Two distinct Xenopus genes with homology to MyoD1 are expressed before somite formation in early embryogenesis.

J B Scales, E N Olson and M Perry

Department of Biochemistry and Molecular Biology, University of Texas M. D. Anderson Cancer Center, Houston 77030.

ABSTRACT

The myogenic factors MyoD1 and myogenin contain a conserved region with similarity to the myc family of proto-oncogenes. To identify amphibian genes structurally and functionally related to these myogenic factors, we screened a Xenopus laevis embryo cDNA library under conditions of reduced stringency with probes corresponding to the myc-like helix-loop-helix motif of mouse MyoD1 and myogenin. Several distinct cDNAs that are highly related to each other and share extensive homology to MyoD1 were isolated. Transcripts from two of these genes, Xlmf1 and Xlmf25 (X. laevis myogenic factor), reach maximal levels of accumulation during gastrulation, remain at constant levels through early embryogenesis, and are found exclusively in skeletal muscles of adult frogs.
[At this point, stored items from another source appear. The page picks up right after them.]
PR #257, opened 2019-03-07
Add implementation of pushSame for array

belochub:
I've decided to create this function after benchmarking it against the alternatives:
https://jsbench.me/pzjsyqrz9h/1

### DIFF
--- a/lib/array.js
+++ b/lib/array.js
@@ -64,10 +64,26 @@ const sequence = (seq, max) => {
 // Returns: <any>, element
 const last = arr => arr[arr.length - 1];
 
+// Push single value multiple times
+//   arr - <Array>
+//   n - <number>
+//   value - <any>
+// Returns: <number>, new value of arr.length
+const pushSame = (arr, n, value) => {
+  if (n <= 0) return arr.length;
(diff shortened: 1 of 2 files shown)


lib/array.js
```diff
@@ -64,10 +64,26 @@ const sequence = (seq, max) => {
 // Returns: <any>, element
 const last = arr => arr[arr.length - 1];
 
+// Push single value multiple times
+//   arr - <Array>
+//   n - <number>
+//   value - <any>
+// Returns: <number>, new value of arr.length
+const pushSame = (arr, n, value) => {
```
nechaido: `pushMultiple`?

belochub: @nechaido the function pushes the same value 0 or more times, thus I think naming it `pushMultiple` would be ambiguous.

nechaido: @belochub I do not like `pushSame`, but I do not have any better option, so you can proceed and land it.

belochub:
Landed in https://github.com/metarhia/common/commit/54731888dfcef45946cba5a671d18ea9a4998974.

PR #258, opened 2019-03-12
Expose AuthenticationStrength.compliance instead of strength

lundibundi:


test/auth.js
```diff
@@ -232,26 +232,26 @@ metatests.test('test AuthenticationStrength / strength', test => {
   ];
 
   let result = common.checkPassword(password, required, optional);
-  test.strictSame(result.strength, 'Not valid');
+  test.strictSame(result.compliance, 0.25);
```
SemenchenkoVitaliy: I think there should be also
```js
test.assertNot(result.valid);
```

SemenchenkoVitaliy: And on the other tests as well.

PR #259, opened 2019-03-21
Fix `duplicateWithReferences`

mille-nium:
Previous version won't work with objects, that have no prototype, as they don't have `hasOwnProperty` method


belochub:
Landed in https://github.com/metarhia/common/commit/d6edf01ce802518e5db257b20de943ae4fef15cd.

PR #261, opened 2019-03-26
Add password auth tests

bugagashenkj:


lib/auth.js
```diff
@@ -76,22 +103,25 @@ const passwordTests = {
...
-      // https://www.owasp.org/index.php/Password_special_characters
-      return stringIncludesChars(password, SPECIAL_CHARS_RANGE, options.number);
-    },
+    test: (password, options) =>
+      stringIncludesChars(password, SPECIAL_CHARS_RANGE, options.number),
     hint: options => ({ name: 'MIN_SPECIAL_CHARS', number: options.number }),
     options: { number: 1 },
   },
+  FOUND_TOPOLOGY: {
+    test: password => isTopology(password),
```
lundibundi: I think we should allow to pass custom list of topologies (but still have our default `passwordTopologies`).

lundibundi: Why not make `passwordTopologies` a Set? (as well as `popularPasswords` below)

PR #262, opened 2019-03-27
Fix Iterator#includes() for non-number values

belochub:


belochub:
Landed in https://github.com/metarhia/common/commit/1169f56a873da077d29641d89df4e91d310a56da.

PR #263, opened 2019-03-27
Version 1.4.0

belochub:
* Implement recursive rmdir
* Fix Iterator#includes() for non-number values
* Add password auth tests


belochub:
Landed in https://github.com/metarhia/common/commit/2a8e362a299d79793306472b5872fcff12b38de0.

PR #264, opened 2019-03-27
Fix dependencies

belochub:
Fix cyclic dependency on metasync and add missing metasync dependency to
package.json.


belochub:
Landed in https://github.com/metarhia/common/commit/9b50d8e39961b6b8355d8490f08278919f9bd131.

PR #267, opened 2019-03-28
Version 1.4.2

belochub:
* Remove metasync dependency to avoid issues with circular `require()`s


belochub:
Landed in https://github.com/metarhia/common/commit/76ea995b6f183c4515485cdf7b36549d48e9e99a.

PR #283, opened 2019-04-24
Fix documentation

SemenchenkoVitaliy:


README.md
```diff
@@ -398,8 +398,6 @@ Merge multiple objects with merger
 
 #### Enum.from(...args)
 
-#### Enum.NaE()
```
belochub: I think this should be fixed to show that it is not a method but a property, instead of deleting it.

belochub:
Landed in https://github.com/metarhia/common/commit/e5d0b28d2443e75d325b27b3c587f1e22db73cd2.

PR #286, opened 2019-04-25
Replace Math.pow() with exponentiation operator

belochub:


belochub:
Landed in https://github.com/metarhia/common/commit/f7e72c8f0f62834898d8906c81566cb116e7c80b.

PR #287, opened 2019-04-25
Use String#padStart() instead of manual padding

belochub:


belochub:
Landed in https://github.com/metarhia/common/commit/2ad440927a1480673c6594bec15b553c9bc2bd8f.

The appearance of these transcripts early in development precedes the expression of cardiac alpha-actin, a molecular marker for mesoderm formation. A third cDNA, Xlmf11, contains an internal 351-base-pair deletion downstream of the myc homology region and encodes a truncated version of the protein encoded by Xlmf1. When expressed in mouse pluripotential stem cells, Xlmf1 activates the muscle cell differentiation program, resulting in expression of endogenous MyoD1, myogenin, and myosin heavy-chain genes and formation of multinucleated myotubes.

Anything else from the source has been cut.